India-US Trade Deal Nears First Finish Line: India and the United States are on the verge of finalising the first phase of their bilateral trade agreement, focused primarily on resolving tariff issues and market-access barriers. The deal is seen as a strategic move to deepen economic ties and potentially unlock further cooperation beyond conventional trade goods. Negotiators emphasise that the initial package will pave the way for broader discussions on investment and regulatory alignment.

Grant Thornton India Unit Explores Big Move: Grant Thornton Bharat is reportedly evaluating a significant strategic shift - either a minority stake sale or a merger for its Indian operations - with valuations targeted above US$2 billion. The firm’s move aligns with broader ambitions to build domestic consulting / auditing champions that can stand alongside global leaders. Preliminary talks are underway with major private-equity backers such as New Mountain Capital and Cinven.

India Ships First Jet-Fuel Cargo To US-West Coast: India has exported its first ever jet-fuel shipment to the US West Coast, loading roughly 60,000 metric tons out of the Jamnagar refinery to meet a supply shortfall triggered by a refinery fire in California.

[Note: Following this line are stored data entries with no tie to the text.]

PR #44268, opened 2023-10-12
WIP: test base images

jsafrane:
It should be taken from the repo, so we may not need to define it here.


jsafrane:
/pj-rehearse pull-ci-openshift-aws-ebs-csi-driver-operator-master-images

PR #52468, opened 2024-05-27
Fix Dockerfile path in ci-operator config, ironic-image master okd-scos

MahnoorAsghar:
Dockerfile.scos should be referenced instead of Dockerfile.ocp.


MahnoorAsghar:
/pj-rehearse pull-ci-openshift-ironic-image-master-okd-scos-images

PR #52495, opened 2024-05-28
remove useless PLATFORM_VERSION evn from ci job configs

jianlinliu:
`PLATFORM_VERSION` is not needed, because its default value in upgrade steps is `8.6`, and actually scripts referencing the ENV only care about the major version, so it should be okay to ensure the major version is `8` for the default value.


jianlinliu:
cc @gpei to review.

jianlinliu:
cc @liangxia to review.

PR #52504, opened 2024-05-28
fix: use correct ocp version in image_stream_tag for powermon

vprashar2929:
This PR fixes the issue where wrong OCP version was used in image stream tags for golang-1.21


IshwarKanse (approved):
/lgtm

PR #52518, opened 2024-05-28
openstack: Remove broken altinfra manifest-test Installer presubmit

pierreprinetti:
This test is running by default on all OpenStack pull requests in Installer, and it's not bringing any useful signal in its current form.

/cc patrickdillon

We might as well remove all OpenStack altinfra periodics, since we run CAPI in the default featureSet?


pierreprinetti:
/cc patrickdillon 

We might as well remove all OpenStack altinfra periodics, since we run CAPI in the default featureSet?

mandre (commented):
/lgtm

PR #52527, opened 2024-05-28
NOJIRA: Update cluster-etcd-operator e2e tests to use TechPreviewNoUp…

dusk125:
…grade

This should fix the issues with the installer on AWS

### DIFF
--- a/ci-operator/config/openshift/cluster-etcd-operator/openshift-cluster-etcd-operator-master.yaml
+++ b/ci-operator/config/openshift/cluster-etcd-operator/openshift-cluster-etcd-operator-master.yaml
@@ -120,8 +120,7 @@ tests:
   steps:
     cluster_profile: aws
     env:
-      FEATURE_GATES: '[EtcdBackendQuota=true,AutomatedEtcdBackup=true]'
-      FEATURE_SET: CustomNoUpgrade
+      FEATURE_SET: TechPreviewNoUpgrade
     test:
     - as: test
       cli: latest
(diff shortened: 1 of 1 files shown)


hasbro17:
/lgtm

Although do we also need to update for 4.16 (and prior)?
https://github.com/openshift/release/blob/1b79448ab755d34655bb5e65ec4f2fca4cea2fd9/ci-operator/config/openshift/cluster-etcd-operator/openshift-cluster-etcd-operator-release-4.16.yaml#L124-L141

I can't tell if our installs for e2e-operator are broken there too.

ci-operator/config/openshift/cluster-etcd-operator/openshift-cluster-etcd-operator-master.yaml
```diff
@@ -138,7 +138,7 @@ tests:
     cluster_profile: aws
     env:
       FEATURE_GATES: '[EtcdBackendQuota=true,AutomatedEtcdBackup=true]'
```
tjungblu, line 140:
```suggestion
      - FEATURE_GATES: '[EtcdBackendQuota=true,AutomatedEtcdBackup=true]'
```

ci-operator/config/openshift/cluster-etcd-operator/openshift-cluster-etcd-operator-master.yaml
```diff
@@ -121,7 +121,7 @@ tests:
...
```
tjungblu, line 123:
```suggestion
```

PR #52528, opened 2024-05-28
Output curl to file

fxiang1:
https://issues.redhat.com/browse/ACM-10683

Curl is writing to stdout, need to write to file instead.

- Output curl to file

### DIFF
--- a/ci-operator/config/stolostron/cluster-curator-controller/stolostron-cluster-curator-controller-main.yaml
+++ b/ci-operator/config/stolostron/cluster-curator-controller/stolostron-cluster-curator-controller-main.yaml
@@ -37,7 +37,7 @@ tests:
     export os=$(go env GOOS)
     export arch=$(go env GOARCH)
     export KB_TOOLS_ARCHIVE_NAME="kubebuilder-tools-${KUBEBUILDER_VERSION}-${os}-${arch}.tar.gz"
-    curl -s -f -L https://storage.googleapis.com/kubebuilder-tools/${KB_TOOLS_ARCHIVE_NAME}
+    curl -s -f -L https://storage.googleapis.com/kubebuilder-tools/${KB_TOOLS_ARCHIVE_NAME} -o ${KB_TOOLS_ARCHIVE_NAME}
     tar -zxvf ${KB_TOOLS_ARCHIVE_NAME}
     sudo mv -f ./kubebuilder /usr/local/kubebuilder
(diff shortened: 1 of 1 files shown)


mikeshng (approved):
/approve

/lgtm

ci-operator/config/stolostron/cluster-curator-controller/stolostron-cluster-curator-controller-main.yaml
```diff
@@ -37,7 +37,7 @@ tests:
     export os=$(go env GOOS)
     export arch=$(go env GOARCH)
     export KB_TOOLS_ARCHIVE_NAME="kubebuilder-tools-${KUBEBUILDER_VERSION}-${os}-${arch}.tar.gz"
-    curl -s -f -L https://storage.googleapis.com/kubebuilder-tools/${KB_TOOLS_ARCHIVE_NAME}
+    curl -s -f -L https://storage.googleapis.com/kubebuilder-tools/${KB_TOOLS_ARCHIVE_NAME} -o ${KB_TOOLS_ARCHIVE_NAME}
     tar -zxvf ${KB_TOOLS_ARCHIVE_NAME}
     sudo mv -f ./kubebuilder /usr/local/kubebuilder
```
mikeshng, line 42: this sudo usually prompt for a password. your best bet is just to use mv without sudo if this doesn't work

mikeshng (approved):

ci-operator/config/stolostron/cluster-curator-controller/stolostron-cluster-curator-controller-main.yaml
fxiang1: Good point Mike. The other issue could be a read-only file system in which case I'm tempted to use kubebuilder from /tmp. Thanks!

xiangjingli: @fxiang1  may try to set the PATH to ./kubebuilder before running sonar cloud and reset PATH to original after sonar cloud scan.

fxiang1: Thanks @xiangjingli I'll try to set the PATH and also KUBEBUILDER_ASSETS which overwrites the default kubebuilder path.

PR #52149, opened 2024-05-17
Fix openshift-tests glibc errors for recert 4.16 baremetal jobs

mresvanis:
This PR mitigates the following errors in recert baremetal jobs on OCP 4.16:

```
openshift-tests: /lib64/libc.so.6: version `GLIBC_2.34' not found (required by openshift-tests)
``` 

This error has showed up since OCP 4.16 binaries started to be built against RHEL9 libraries (rather than RHEL8) . 
> This is a temporary solution until `assisted-test-infra` supports RHEL9/rocky 9 - https://github.com/openshift/assisted-test-infra/pull/2419.

PR #52545, opened 2024-05-29
Revert "Fix openshift-tests glibc errors for recert 4.16 baremetal jobs"

eranco74:
Reverts openshift/release#52149


mresvanis:
@eranco74  IIUC I think we need to also set the `PACKET_OS` env var of the SNO packet setup CI step, as it [defaults](https://github.com/openshift/release/blob/master/ci-operator/step-registry/baremetalds/packet/setup/baremetalds-packet-setup-ref.yaml#L25-L29) to `rocky_8`.

We could the following to both recert manifests for 4.16 for the `baremetalds-sno-recert-cluster-rename` test definition:

```yaml
env:
    PACKET_OS: rocky_9
```

mresvanis:
/pj-rehearse pull-ci-rh-ecosystem-edge-recert-main-baremetalds-sno-recert-cluster-rename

While the move signals India’s growing role in energy-exports, trade experts caution that high shipping costs may limit frequent recurrence of such shipments from India.

India’s Q2 Growth Seen At ~7.3%: A poll of 12 economists projects India’s GDP growth in Q2 to be around 7.3 %, boosted by strong rural demand, elevated government capital expenditure and early export traction. Official numbers are awaited from the National Statistical Office (NSO) on November 28, while the Reserve Bank of India (RBI) had earlier estimated 7 % growth.

Reliance Retail Brings Europe’s ‘essence’ Brand To India: Reliance Retail has secured an exclusive distribution partnership with Germany-based essence (owned by Cosnova Beauty) to launch the cosmetics brand in India, aiming to deepen its beauty portfolio. The brand is known for affordable, cruelty-free makeup products and will be available across online and physical channels. 

US Tariff Exemption Offers $1 B Boost To India’s Farm Exports: The US has granted tariff exemptions on around 250 food and agriculture items, covering roughly $1 billion worth of Indian farm exports, according to the Ministry of Commerce & Industry. Exporters of spices, tea, nuts, fruits and processed food may gain competitive advantage under the relief.

India’s Merchandise Exports Drop To $34.38 B In October: India’s merchandise exports slid to $34.38 billion in October, while imports surged, driving the trade deficit to a record ~$41.68 billion, largely due to ballooning gold and crude oil imports and softer exports to the US. Exporters are facing headwinds from higher global tariffs and demand softness.